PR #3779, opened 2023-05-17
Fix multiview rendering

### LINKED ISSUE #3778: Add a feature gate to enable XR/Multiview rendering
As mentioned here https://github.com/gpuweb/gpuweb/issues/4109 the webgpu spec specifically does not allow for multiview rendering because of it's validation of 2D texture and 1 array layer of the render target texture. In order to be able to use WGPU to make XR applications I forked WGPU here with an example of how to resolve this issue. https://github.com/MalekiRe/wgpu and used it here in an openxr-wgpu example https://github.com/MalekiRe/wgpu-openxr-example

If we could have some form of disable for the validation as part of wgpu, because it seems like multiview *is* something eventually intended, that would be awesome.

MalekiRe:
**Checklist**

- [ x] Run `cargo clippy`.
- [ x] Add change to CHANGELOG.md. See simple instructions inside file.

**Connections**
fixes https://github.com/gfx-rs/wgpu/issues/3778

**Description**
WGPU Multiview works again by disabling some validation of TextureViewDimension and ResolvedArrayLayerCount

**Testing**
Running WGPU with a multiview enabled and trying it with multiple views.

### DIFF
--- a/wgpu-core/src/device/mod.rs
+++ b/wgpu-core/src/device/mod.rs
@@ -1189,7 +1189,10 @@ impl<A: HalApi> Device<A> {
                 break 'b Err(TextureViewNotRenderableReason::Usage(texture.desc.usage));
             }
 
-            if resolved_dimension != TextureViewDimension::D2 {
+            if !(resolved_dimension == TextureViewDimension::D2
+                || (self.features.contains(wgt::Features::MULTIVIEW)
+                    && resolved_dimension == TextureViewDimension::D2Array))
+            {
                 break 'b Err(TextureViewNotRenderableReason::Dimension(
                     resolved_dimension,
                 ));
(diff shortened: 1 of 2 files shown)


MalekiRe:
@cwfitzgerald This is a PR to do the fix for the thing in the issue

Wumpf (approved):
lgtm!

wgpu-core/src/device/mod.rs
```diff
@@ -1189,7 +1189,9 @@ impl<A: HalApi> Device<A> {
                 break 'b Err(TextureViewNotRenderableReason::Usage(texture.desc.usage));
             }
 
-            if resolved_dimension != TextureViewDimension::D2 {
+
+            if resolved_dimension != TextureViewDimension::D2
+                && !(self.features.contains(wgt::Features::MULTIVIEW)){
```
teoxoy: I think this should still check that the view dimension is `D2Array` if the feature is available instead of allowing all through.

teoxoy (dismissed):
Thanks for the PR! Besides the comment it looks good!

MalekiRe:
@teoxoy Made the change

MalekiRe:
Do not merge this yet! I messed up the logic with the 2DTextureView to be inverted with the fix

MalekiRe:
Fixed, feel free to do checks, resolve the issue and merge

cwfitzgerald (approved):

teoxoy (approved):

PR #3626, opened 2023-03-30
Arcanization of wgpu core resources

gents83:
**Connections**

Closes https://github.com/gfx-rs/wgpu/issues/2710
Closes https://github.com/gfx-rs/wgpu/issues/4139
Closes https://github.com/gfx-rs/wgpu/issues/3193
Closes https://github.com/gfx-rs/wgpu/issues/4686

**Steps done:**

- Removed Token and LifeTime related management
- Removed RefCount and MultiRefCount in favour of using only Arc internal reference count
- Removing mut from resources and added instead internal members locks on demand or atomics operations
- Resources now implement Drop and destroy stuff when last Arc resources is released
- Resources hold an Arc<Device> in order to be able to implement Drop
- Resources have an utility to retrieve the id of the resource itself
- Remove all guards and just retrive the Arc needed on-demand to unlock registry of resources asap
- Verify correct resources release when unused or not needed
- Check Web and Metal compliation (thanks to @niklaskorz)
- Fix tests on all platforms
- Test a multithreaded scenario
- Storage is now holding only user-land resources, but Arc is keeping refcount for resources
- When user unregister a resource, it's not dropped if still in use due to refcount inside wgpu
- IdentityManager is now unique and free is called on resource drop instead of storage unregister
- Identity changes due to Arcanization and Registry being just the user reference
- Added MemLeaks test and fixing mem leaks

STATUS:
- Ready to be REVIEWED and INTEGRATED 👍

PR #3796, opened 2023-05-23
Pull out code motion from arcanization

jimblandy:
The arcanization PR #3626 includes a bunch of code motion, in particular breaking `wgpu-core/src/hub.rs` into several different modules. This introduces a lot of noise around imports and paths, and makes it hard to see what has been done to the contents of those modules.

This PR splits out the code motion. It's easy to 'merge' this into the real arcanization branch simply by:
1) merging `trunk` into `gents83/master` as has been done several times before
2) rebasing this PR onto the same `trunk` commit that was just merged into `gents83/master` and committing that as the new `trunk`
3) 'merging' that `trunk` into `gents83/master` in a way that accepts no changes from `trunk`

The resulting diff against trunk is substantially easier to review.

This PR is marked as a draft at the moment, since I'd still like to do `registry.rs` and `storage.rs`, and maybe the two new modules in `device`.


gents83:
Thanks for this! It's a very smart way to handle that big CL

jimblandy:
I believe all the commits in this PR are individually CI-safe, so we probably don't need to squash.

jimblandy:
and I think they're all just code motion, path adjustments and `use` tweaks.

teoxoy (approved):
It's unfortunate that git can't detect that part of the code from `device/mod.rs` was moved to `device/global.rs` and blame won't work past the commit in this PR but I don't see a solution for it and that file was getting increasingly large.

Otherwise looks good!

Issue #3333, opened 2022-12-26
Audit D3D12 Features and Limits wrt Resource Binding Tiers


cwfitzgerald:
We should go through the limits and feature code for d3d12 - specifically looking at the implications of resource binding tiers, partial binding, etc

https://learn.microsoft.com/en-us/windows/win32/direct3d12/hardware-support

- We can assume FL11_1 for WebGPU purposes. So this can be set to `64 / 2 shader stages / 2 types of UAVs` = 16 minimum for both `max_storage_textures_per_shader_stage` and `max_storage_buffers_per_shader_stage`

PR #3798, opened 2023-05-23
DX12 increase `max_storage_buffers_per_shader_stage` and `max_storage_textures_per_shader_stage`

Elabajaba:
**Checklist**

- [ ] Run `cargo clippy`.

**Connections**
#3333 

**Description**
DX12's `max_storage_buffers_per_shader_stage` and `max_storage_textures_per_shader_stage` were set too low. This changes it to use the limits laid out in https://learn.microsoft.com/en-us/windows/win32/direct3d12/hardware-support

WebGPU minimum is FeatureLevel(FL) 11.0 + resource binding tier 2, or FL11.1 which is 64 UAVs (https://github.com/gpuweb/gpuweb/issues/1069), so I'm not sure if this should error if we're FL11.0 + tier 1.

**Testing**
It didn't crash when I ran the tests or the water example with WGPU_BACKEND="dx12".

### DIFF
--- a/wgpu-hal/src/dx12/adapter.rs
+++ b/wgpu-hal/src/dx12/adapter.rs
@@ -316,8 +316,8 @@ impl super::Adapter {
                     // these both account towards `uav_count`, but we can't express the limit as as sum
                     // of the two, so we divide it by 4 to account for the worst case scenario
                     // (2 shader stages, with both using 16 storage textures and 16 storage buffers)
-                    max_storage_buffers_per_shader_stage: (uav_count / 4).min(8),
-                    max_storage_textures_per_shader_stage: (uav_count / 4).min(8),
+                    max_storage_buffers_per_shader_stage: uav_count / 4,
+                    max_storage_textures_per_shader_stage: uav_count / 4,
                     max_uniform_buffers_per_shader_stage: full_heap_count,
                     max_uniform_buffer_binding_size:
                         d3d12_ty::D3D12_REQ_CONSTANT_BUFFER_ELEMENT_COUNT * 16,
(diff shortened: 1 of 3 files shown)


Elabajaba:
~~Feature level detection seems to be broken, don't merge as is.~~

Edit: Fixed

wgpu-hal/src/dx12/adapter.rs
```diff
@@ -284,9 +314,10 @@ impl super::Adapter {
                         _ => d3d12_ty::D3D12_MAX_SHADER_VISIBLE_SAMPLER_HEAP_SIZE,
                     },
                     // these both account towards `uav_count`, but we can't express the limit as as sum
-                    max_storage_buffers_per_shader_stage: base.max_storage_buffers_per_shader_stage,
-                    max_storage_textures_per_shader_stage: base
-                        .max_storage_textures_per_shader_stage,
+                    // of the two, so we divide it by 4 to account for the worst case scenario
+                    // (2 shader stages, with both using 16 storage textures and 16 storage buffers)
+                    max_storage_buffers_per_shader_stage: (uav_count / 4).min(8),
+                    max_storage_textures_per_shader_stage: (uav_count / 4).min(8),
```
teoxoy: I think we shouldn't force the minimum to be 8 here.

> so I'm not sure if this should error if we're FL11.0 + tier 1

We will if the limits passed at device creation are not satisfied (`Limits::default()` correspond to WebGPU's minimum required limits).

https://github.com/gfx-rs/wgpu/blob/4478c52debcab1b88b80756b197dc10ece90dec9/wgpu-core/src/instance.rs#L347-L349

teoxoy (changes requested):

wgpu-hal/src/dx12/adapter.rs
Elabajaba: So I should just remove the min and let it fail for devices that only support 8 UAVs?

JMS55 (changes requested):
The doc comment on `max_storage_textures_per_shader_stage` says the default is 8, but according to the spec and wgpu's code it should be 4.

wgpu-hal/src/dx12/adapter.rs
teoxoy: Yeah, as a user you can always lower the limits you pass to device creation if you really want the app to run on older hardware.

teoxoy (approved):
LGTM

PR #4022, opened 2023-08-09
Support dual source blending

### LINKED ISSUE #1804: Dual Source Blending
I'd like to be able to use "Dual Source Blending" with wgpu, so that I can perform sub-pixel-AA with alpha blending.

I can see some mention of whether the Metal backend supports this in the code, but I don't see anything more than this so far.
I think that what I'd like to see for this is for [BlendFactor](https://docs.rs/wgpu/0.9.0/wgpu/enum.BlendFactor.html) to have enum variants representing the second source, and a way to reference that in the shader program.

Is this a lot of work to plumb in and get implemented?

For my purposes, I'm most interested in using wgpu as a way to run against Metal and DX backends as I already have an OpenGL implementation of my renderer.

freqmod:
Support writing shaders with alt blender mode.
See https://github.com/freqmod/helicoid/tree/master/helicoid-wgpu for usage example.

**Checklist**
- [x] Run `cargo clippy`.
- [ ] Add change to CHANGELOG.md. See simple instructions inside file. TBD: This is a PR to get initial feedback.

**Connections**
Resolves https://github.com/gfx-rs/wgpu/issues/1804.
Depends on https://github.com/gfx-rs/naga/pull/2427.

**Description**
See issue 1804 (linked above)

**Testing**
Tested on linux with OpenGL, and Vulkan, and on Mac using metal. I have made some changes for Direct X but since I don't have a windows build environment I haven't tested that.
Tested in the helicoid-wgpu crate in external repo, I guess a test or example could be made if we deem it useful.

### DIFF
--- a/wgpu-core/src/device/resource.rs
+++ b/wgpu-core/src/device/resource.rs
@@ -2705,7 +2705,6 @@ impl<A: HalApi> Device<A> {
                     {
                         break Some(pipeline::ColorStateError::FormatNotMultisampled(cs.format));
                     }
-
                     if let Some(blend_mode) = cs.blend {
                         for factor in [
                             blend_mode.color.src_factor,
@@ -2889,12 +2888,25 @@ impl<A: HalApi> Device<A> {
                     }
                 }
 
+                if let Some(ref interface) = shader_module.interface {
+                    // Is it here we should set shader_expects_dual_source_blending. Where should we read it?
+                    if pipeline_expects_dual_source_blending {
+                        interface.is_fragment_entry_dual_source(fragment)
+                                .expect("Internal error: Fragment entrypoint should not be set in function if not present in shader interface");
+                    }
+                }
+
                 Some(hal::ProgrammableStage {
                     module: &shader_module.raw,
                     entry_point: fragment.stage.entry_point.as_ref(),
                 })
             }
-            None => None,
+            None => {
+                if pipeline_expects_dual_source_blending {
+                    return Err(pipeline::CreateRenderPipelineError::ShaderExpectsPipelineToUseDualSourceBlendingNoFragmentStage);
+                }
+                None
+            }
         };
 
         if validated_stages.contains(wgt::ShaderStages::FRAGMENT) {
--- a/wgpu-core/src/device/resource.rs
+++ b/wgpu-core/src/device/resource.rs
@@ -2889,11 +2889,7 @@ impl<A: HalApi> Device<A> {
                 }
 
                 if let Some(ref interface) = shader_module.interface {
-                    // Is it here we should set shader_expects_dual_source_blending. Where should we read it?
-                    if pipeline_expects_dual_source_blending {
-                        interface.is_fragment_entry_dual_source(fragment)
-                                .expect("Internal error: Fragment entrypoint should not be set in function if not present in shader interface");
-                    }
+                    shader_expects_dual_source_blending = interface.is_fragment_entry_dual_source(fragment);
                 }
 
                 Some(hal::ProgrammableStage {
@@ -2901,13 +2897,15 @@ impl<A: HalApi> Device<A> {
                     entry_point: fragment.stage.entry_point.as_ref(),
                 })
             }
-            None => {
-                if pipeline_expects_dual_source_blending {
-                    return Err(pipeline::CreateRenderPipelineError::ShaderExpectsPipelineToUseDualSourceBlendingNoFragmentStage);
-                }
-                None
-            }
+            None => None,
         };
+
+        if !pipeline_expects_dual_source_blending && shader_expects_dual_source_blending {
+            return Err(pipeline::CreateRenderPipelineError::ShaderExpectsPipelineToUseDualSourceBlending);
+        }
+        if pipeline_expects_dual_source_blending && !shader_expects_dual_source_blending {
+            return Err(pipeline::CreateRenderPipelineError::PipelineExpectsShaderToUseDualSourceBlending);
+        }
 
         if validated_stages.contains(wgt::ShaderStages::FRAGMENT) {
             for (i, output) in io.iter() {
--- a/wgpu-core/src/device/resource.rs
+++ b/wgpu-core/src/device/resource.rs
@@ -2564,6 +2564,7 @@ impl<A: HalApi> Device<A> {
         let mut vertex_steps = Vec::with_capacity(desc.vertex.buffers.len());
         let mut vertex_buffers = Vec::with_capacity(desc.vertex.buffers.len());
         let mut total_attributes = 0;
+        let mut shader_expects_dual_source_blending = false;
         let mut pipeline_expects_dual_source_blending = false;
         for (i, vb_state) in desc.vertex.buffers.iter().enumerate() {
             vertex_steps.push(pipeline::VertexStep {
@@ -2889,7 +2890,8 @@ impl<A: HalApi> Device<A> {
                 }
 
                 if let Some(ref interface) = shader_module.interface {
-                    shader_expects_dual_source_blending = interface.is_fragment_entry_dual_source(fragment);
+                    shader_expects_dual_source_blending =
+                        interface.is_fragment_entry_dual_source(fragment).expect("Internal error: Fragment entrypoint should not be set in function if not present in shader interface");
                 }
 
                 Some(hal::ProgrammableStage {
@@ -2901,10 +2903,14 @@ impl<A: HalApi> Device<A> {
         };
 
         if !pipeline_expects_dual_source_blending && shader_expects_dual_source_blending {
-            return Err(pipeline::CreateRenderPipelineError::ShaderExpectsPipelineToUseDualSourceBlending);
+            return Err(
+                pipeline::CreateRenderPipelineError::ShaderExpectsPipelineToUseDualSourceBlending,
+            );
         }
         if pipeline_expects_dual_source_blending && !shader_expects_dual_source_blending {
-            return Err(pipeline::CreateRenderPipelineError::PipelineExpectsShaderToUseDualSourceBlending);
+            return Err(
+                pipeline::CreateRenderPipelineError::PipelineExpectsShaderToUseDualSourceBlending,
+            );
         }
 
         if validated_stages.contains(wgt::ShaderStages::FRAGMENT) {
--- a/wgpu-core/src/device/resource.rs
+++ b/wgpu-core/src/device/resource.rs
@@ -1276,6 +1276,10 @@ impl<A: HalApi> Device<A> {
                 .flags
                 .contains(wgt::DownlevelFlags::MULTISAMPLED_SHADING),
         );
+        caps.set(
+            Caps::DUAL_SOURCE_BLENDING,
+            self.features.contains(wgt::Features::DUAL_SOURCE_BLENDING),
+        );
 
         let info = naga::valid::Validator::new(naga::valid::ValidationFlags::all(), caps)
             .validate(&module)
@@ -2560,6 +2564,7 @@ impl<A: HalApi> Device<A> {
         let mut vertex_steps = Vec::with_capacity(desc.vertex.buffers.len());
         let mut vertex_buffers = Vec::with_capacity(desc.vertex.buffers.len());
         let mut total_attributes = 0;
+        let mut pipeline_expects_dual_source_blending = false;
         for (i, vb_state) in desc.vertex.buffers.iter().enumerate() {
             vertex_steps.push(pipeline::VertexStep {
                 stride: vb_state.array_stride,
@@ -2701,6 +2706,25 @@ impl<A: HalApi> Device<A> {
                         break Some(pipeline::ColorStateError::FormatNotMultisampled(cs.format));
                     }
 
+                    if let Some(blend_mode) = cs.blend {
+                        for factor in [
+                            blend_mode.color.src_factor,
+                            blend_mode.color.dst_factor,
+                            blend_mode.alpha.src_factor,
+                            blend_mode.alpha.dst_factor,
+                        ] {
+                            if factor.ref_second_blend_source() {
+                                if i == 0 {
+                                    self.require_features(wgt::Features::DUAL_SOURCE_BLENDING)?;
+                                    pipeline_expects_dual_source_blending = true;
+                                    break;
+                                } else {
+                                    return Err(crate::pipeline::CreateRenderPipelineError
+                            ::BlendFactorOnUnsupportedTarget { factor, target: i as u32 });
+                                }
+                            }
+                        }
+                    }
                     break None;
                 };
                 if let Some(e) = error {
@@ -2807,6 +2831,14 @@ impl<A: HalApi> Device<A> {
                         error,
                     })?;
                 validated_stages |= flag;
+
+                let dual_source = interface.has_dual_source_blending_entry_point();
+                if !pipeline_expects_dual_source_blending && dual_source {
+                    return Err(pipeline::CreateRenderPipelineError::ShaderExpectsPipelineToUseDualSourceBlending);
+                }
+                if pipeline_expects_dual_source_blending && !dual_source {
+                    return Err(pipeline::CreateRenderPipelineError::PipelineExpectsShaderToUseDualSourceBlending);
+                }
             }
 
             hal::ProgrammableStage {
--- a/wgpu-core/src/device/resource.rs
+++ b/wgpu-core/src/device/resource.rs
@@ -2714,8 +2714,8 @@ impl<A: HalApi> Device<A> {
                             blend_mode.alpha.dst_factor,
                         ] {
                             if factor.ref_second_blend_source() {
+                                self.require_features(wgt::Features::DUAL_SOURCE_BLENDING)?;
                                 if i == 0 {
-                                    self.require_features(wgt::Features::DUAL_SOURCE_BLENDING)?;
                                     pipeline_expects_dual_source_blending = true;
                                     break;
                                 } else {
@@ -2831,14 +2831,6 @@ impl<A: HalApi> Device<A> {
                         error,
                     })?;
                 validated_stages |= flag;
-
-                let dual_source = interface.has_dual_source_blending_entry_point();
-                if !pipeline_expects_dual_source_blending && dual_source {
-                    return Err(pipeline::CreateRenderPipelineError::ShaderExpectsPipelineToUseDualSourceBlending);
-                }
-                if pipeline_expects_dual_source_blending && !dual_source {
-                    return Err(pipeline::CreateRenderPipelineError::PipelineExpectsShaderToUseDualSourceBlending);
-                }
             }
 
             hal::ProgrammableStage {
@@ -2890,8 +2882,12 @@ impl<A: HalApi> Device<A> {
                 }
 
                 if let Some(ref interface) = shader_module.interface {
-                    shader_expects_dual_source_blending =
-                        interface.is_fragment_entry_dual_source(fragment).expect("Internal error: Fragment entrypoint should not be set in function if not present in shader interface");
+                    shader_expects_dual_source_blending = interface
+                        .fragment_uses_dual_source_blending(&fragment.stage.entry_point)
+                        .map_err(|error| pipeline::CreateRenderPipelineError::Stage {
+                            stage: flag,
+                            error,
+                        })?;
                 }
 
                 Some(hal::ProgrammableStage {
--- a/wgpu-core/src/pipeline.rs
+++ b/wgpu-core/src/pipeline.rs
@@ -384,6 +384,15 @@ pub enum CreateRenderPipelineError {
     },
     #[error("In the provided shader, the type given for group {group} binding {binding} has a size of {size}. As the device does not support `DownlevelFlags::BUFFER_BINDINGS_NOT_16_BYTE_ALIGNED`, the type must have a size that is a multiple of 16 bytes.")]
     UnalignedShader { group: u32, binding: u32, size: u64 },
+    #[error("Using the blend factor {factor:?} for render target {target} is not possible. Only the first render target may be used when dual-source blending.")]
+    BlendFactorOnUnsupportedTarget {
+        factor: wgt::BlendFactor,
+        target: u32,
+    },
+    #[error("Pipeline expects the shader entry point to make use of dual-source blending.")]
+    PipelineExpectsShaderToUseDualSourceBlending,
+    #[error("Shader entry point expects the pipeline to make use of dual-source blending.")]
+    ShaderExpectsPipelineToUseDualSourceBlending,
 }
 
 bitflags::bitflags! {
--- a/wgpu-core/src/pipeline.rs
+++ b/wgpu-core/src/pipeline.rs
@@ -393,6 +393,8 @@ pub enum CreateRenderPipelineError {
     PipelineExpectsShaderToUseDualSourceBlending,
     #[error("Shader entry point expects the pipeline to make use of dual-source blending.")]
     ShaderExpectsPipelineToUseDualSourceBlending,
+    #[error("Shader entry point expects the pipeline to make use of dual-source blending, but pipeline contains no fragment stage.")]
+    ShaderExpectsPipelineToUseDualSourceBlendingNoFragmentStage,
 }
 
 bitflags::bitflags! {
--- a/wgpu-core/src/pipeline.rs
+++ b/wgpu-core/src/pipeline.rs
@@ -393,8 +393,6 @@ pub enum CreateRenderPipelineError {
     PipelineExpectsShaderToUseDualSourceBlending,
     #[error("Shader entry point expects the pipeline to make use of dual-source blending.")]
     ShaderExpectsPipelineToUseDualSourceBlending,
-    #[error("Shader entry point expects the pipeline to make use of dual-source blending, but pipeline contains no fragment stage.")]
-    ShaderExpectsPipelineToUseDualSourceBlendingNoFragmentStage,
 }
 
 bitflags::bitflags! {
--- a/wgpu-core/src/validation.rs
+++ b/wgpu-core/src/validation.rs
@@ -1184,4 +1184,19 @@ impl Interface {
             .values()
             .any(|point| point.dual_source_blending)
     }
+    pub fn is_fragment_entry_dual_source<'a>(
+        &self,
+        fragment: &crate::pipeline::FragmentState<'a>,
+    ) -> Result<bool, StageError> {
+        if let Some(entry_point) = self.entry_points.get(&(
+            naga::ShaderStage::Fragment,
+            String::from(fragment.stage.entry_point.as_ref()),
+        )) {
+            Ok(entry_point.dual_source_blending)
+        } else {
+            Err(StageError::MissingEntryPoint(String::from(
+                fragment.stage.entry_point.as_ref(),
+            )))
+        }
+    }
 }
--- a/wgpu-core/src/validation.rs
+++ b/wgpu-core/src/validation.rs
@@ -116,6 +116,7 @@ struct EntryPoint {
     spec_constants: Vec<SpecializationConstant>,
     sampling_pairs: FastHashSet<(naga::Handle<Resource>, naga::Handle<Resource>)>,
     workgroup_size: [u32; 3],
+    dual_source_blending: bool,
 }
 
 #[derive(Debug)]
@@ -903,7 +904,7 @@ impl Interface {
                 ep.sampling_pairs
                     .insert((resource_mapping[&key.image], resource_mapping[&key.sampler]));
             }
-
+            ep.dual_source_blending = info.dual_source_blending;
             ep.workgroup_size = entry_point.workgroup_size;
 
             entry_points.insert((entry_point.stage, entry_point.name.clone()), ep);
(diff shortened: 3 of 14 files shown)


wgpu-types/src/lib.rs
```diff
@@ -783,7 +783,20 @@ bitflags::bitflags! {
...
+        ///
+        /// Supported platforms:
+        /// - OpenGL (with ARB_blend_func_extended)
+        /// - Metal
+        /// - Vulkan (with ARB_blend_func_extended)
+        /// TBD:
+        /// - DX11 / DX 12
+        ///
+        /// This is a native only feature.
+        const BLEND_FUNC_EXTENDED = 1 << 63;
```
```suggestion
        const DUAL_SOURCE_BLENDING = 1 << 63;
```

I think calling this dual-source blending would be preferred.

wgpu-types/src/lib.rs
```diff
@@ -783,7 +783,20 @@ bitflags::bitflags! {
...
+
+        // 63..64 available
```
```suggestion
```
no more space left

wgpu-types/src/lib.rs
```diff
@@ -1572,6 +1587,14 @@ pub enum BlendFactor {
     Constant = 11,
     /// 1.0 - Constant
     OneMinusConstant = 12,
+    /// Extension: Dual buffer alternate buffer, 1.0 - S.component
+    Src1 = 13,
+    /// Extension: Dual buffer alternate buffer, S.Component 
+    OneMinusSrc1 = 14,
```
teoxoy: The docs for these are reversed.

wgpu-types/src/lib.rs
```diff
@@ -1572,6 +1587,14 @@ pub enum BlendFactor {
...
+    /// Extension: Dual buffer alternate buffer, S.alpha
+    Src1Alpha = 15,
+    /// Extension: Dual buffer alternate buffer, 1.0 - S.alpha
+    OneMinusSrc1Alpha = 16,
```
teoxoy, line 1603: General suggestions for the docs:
* * *
WHAT YOU NEED TO DO:
The lines holding the string "user" are what is needed from the material above.

SOLUTION TO THIS TASK:
- Storage is now holding only user-land resources, but Arc is keeping refcount for resources
- When user unregister a resource, it's not dropped if still in use due to refcount inside wgpu
- Identity changes due to Arcanization and Registry being just the user reference
teoxoy: Yeah, as a user you can always lower the limits you pass to device creation if you really want the app to run on older hardware.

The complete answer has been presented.